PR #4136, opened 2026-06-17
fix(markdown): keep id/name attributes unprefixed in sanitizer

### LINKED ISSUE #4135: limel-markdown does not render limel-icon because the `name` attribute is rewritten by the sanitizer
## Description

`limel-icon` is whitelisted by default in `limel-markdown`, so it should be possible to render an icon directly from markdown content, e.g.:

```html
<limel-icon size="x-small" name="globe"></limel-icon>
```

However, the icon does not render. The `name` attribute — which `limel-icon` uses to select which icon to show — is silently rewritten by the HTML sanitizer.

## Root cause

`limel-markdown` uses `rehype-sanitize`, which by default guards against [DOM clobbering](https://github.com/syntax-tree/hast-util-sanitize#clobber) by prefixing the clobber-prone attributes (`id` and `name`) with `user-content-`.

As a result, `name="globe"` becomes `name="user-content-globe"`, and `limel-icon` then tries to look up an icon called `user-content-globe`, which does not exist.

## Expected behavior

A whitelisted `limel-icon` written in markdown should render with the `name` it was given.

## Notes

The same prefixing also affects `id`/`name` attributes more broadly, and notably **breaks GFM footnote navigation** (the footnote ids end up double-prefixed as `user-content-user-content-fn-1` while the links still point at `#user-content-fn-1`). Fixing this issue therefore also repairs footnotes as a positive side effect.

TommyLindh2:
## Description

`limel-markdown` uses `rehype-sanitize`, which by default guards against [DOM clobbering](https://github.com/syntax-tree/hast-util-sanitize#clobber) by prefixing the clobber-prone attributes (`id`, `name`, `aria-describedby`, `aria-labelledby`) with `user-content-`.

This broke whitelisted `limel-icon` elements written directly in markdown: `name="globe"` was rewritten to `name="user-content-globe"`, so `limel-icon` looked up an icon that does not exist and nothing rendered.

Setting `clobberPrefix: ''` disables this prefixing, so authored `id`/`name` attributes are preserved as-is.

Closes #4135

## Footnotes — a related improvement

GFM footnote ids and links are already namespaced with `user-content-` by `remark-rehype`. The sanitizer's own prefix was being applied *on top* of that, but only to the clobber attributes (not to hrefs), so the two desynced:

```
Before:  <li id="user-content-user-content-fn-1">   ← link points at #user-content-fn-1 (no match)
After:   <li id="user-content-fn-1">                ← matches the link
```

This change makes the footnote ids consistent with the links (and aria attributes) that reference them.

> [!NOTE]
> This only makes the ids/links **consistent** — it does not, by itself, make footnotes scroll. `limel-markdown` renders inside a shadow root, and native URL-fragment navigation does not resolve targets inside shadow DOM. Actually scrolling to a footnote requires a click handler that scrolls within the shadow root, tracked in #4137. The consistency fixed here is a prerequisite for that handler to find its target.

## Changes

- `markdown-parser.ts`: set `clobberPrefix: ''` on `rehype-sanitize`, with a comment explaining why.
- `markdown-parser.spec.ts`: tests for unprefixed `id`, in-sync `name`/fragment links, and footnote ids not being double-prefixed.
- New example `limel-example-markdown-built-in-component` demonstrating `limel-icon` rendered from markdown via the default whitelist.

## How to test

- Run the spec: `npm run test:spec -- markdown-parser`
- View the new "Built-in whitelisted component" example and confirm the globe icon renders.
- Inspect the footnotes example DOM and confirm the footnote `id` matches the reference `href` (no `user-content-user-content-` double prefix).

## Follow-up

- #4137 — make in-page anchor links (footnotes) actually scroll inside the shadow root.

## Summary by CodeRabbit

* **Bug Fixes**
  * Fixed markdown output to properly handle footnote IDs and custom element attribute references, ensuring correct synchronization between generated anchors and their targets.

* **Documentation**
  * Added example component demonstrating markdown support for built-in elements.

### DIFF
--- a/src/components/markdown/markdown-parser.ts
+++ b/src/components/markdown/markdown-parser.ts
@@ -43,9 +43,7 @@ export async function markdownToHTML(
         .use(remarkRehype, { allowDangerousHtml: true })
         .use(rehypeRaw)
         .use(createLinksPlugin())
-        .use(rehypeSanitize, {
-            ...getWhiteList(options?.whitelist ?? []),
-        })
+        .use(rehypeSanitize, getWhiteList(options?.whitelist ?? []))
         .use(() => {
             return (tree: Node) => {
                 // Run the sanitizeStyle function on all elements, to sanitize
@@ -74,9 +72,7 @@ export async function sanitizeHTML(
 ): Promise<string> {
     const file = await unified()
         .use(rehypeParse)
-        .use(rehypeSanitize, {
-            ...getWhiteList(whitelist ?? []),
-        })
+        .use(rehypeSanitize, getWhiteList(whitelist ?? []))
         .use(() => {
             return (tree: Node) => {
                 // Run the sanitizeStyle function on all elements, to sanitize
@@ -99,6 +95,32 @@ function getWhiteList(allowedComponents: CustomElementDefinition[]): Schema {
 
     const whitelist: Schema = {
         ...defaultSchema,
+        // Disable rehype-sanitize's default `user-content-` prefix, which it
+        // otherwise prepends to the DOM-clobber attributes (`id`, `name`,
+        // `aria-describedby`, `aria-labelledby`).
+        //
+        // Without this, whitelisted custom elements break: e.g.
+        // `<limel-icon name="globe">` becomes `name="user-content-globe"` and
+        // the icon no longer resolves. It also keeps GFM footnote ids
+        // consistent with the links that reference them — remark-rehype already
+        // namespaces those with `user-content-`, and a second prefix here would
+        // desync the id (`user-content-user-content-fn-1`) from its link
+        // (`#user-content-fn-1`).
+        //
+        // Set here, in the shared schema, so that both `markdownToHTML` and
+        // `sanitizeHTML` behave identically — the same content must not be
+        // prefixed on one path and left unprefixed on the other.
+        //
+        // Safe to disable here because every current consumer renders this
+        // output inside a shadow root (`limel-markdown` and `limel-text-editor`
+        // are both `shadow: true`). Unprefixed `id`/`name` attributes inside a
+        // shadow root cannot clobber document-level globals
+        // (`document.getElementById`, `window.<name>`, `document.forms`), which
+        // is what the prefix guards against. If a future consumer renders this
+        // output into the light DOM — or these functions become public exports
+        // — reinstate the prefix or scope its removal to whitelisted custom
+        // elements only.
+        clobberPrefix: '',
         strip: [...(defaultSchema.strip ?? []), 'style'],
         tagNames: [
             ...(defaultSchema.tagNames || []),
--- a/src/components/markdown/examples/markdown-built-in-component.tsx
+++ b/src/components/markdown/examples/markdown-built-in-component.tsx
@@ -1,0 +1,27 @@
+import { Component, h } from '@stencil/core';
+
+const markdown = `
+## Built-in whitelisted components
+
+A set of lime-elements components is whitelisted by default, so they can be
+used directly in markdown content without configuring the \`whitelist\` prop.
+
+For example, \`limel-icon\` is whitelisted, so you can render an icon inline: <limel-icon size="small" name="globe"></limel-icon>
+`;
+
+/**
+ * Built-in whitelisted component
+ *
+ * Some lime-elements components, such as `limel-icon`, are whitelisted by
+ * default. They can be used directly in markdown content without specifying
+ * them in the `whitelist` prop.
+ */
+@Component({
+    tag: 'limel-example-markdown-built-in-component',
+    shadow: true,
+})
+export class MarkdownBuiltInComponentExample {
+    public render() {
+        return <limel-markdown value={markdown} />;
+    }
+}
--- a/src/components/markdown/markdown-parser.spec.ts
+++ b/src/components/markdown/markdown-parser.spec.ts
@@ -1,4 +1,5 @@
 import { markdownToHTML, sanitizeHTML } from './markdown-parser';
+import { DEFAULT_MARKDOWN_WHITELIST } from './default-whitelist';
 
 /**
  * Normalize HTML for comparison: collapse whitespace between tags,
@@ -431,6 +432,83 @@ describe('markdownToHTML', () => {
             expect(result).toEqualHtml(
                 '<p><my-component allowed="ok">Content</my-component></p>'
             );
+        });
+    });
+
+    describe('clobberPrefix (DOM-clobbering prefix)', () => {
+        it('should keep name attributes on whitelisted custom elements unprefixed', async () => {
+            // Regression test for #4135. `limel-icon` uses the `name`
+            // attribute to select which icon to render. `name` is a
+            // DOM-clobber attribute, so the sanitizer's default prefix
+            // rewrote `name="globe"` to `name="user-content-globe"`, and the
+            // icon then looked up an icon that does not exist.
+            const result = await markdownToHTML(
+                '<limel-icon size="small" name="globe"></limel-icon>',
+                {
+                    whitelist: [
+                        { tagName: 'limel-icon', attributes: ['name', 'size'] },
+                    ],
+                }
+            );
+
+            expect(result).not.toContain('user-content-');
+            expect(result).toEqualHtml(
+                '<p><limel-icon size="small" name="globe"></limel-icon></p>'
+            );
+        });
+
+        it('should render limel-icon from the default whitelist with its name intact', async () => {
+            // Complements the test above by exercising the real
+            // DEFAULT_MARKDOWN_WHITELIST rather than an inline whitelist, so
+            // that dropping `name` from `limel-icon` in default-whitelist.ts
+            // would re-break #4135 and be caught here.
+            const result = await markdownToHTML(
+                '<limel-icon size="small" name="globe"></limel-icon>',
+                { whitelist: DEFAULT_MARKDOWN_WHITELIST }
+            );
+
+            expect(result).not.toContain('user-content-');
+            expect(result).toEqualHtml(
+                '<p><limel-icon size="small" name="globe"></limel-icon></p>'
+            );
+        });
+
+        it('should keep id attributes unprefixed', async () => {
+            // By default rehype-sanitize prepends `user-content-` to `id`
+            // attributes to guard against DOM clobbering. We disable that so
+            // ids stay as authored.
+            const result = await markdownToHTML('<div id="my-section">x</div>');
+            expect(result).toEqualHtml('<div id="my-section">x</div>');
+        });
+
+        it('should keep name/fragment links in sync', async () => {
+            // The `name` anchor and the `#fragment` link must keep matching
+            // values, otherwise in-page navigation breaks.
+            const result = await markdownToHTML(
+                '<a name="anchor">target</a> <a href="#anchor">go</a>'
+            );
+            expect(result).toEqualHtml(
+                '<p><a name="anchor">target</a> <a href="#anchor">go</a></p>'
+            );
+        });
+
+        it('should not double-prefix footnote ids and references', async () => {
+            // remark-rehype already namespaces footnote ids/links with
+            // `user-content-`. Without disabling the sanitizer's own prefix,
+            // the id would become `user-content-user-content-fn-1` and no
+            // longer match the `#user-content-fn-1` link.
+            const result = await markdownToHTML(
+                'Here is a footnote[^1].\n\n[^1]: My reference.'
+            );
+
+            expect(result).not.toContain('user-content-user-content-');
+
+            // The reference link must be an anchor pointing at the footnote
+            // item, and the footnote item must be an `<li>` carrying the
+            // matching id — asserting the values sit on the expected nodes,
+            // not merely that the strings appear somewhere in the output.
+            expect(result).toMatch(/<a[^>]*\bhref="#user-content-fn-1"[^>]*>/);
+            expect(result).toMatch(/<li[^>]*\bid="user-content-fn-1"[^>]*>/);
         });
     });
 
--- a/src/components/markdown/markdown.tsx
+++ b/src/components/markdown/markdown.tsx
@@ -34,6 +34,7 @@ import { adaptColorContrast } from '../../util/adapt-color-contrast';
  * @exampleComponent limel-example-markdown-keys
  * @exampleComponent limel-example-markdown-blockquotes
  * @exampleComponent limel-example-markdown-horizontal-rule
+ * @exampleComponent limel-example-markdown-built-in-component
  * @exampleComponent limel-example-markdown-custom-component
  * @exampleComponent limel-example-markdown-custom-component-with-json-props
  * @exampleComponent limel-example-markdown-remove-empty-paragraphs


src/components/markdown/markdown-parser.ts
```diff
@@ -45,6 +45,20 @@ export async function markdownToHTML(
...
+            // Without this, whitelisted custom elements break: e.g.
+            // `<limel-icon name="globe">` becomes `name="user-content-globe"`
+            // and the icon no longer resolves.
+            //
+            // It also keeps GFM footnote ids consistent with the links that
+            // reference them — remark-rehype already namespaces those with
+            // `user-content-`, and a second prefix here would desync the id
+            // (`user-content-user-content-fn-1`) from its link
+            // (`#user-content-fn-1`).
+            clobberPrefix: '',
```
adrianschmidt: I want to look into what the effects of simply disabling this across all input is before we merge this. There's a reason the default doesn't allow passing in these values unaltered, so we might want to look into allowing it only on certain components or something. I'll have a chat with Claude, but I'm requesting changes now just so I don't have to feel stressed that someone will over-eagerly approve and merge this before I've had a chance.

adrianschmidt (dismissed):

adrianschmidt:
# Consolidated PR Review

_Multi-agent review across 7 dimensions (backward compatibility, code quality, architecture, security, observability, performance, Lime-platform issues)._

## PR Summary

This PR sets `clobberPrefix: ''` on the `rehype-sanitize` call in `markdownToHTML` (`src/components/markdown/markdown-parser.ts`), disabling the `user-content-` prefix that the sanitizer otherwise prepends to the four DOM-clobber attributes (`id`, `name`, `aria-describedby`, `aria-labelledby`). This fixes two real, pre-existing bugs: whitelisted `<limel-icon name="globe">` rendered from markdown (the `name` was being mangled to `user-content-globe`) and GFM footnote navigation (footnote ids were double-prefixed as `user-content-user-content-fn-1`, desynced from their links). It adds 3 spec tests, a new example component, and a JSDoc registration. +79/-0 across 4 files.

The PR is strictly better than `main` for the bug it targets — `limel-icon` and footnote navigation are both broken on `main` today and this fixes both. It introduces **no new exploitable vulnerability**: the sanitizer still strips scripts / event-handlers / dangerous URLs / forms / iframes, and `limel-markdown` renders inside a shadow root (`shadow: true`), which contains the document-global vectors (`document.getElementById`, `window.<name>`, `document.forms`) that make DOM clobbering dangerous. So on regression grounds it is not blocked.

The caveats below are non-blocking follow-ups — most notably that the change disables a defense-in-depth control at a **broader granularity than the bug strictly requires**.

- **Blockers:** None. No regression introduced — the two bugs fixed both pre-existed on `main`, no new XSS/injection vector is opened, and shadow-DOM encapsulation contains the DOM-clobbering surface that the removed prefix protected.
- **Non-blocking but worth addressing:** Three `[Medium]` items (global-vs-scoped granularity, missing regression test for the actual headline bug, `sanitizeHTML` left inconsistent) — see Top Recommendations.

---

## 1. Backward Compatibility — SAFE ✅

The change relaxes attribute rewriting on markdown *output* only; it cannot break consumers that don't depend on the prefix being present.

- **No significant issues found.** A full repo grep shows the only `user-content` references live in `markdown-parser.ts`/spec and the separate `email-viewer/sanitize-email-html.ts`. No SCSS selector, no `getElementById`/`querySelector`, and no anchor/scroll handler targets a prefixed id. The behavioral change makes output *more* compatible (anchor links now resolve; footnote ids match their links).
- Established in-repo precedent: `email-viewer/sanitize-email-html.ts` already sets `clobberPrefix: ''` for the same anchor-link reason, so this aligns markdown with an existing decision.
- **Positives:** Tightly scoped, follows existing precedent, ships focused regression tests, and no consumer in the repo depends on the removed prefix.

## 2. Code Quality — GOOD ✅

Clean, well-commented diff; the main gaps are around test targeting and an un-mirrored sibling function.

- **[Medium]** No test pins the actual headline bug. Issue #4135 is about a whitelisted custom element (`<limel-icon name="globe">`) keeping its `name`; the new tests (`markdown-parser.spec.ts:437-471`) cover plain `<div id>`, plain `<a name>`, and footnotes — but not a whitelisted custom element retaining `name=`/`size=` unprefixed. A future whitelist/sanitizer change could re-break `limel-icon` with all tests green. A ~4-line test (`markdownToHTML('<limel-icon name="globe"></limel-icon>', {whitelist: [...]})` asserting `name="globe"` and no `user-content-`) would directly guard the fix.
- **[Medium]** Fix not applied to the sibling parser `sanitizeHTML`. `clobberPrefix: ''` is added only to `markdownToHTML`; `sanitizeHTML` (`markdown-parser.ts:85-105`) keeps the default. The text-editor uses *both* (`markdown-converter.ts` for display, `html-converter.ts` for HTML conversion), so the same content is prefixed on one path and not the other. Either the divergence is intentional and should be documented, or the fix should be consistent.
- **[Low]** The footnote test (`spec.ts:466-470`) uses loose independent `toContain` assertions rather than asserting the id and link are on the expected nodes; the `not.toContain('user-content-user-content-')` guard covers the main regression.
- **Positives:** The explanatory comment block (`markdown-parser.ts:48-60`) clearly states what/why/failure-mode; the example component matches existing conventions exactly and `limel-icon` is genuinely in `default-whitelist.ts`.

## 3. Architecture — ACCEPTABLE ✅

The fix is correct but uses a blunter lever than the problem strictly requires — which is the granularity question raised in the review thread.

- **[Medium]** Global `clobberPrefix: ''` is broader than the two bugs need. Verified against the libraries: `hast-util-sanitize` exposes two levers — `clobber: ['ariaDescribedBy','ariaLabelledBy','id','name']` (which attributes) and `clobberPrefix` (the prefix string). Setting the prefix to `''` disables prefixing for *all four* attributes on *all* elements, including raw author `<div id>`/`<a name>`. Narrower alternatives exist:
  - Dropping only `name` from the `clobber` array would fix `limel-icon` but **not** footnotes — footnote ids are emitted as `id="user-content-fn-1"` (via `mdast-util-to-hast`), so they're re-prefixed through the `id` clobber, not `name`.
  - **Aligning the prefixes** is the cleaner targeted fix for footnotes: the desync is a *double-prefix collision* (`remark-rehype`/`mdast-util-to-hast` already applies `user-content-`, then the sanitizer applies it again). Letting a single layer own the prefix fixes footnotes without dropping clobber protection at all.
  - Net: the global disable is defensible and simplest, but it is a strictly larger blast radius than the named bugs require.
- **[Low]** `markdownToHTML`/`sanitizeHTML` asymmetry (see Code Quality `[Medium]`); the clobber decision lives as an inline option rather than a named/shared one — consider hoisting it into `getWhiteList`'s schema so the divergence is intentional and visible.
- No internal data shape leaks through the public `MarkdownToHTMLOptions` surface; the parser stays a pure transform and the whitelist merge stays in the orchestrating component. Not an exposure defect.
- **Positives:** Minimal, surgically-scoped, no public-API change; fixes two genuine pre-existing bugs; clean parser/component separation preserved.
+---+
Above this task is a listing. Restate, word for word and with nothing added, the lines from the one with "However, the icon" through the one with "## Root cause".

WRITTEN SOLUTION:
However, the icon does not render. The `name` attribute — which `limel-icon` uses to select which icon to show — is silently rewritten by the HTML sanitizer.

## Root cause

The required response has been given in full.